Education’s defensible purpose becomes helping humans figure out what questions matter, what is worth doing with the knowledge machines provide, and how to remain intelligible to themselves in a world where thinking itself becomes outsourced.
This is not a curriculum update. It is a transformation of mission.
And it requires three things the current model does not provide.
First, the explicit cultivation of cognitive sovereignty. Not AI literacy as tool proficiency. AI literacy as the capacity to direct rather than be directed, to verify rather than accept, to maintain ownership of your own understanding while leveraging powerful augmentation.
Second, deliberate friction. The preservation of spaces for productive struggle even when, especially when, AI could make the work effortless. The recognition that some inefficiencies are essential, that the capacity to sit with uncertainty must be exercised or it atrophies.
Third, assessment that evaluates thinking, not outputs. Can the student explain not just what they concluded but why? Can they identify where they relied on AI and whether that reliance was justified? Can they defend their reasoning under questioning? The person becomes the evidence. The polished product becomes irrelevant.

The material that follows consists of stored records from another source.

PR #892, opened 2017-07-24
Support correctly centos as well

kamaradclimber:
### Description

Correctly default to dockerroot group on all rhel family. Previous patch was working only on redhat

### Check List

### DIFF
--- a/libraries/helpers_service.rb
+++ b/libraries/helpers_service.rb
@@ -46,7 +46,7 @@ module DockerCookbook
       end
 
       def default_group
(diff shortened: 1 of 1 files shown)


chasebolt:
using the yum docker repo on centos installs the group as `docker`. i dont have access to redhat and so far it seems redhat users are installing docker from redhat - so it is defaulted to `dockerroot` for compatibility.

this cookbook is tested against (and recommends) the yum docker repo. if you want to stick with centos version of docker you'll need to set the property `group 'dockerroot'` on your service.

We can keep updating curricula, adding AI modules, redesigning assessments, and calling it transformation. We can produce another generation of graduates who are proficient with tools that will be obsolete before their student loans are repaid.
Or we can ask a harder question: What remains worth teaching when the teachable content changes faster than teaching itself can adapt?
The answer, I suspect, has something to do with the capacity for thought rather than the content of it. Something to do with learning how to learn when what you learned yesterday may be wrong tomorrow. Something to do with maintaining your own mind in a world that keeps offering to think for you.
That is not preparation for shifted professions. That is preparation for a condition of permanent shift.
The mountain keeps moving. Perhaps the skill is not in reaching the summit but in learning to walk on ground that never stops changing.
The institutions that understand this will transform. The ones that do not will keep producing graduates trained for destinations that no longer exist, wondering why the map keeps being wrong.



This reads less like an argument about AI and more like a critique of destination-based models in permanently shifting systems.
The tension you describe is structural: stability assumptions collapsing under continuous change.
Carlo, as an educator, I agree. Outsourcing our thinking to AI is a route to cognitive atrophy, and this lands hardest on those at the beginning of their learning journey, i.e., students. I believe the solution is to shift focus from using AI to building AI, specifically building AI as a thinking partner that elevates and expands knowledge and capability, as opposed to treating AI as a tool that does the thinking and the work for us. This is what I'm doing at Superesque, and I would hope that amounts to more than just seducing people with fancy marketing. It upsets me that my attempts to engage other educators in conversation about this work has so far achieved very little, almost nothing. I'm developing the impression that while Australian academics like to talk about the challenges of AI in higher education, their commitment to engaging with and learning from practitioners on the ground is minimal, which is a sad and somewhat ironic thing, given that the role of higher education is to define the leading edge of thinking and professional practice.
Apologies for the gripe. I'm an appreciative reader of your work. I agree that we don't create superpowers by teaching people to offload their thinking to AI chatbots. That's pure kryptonite.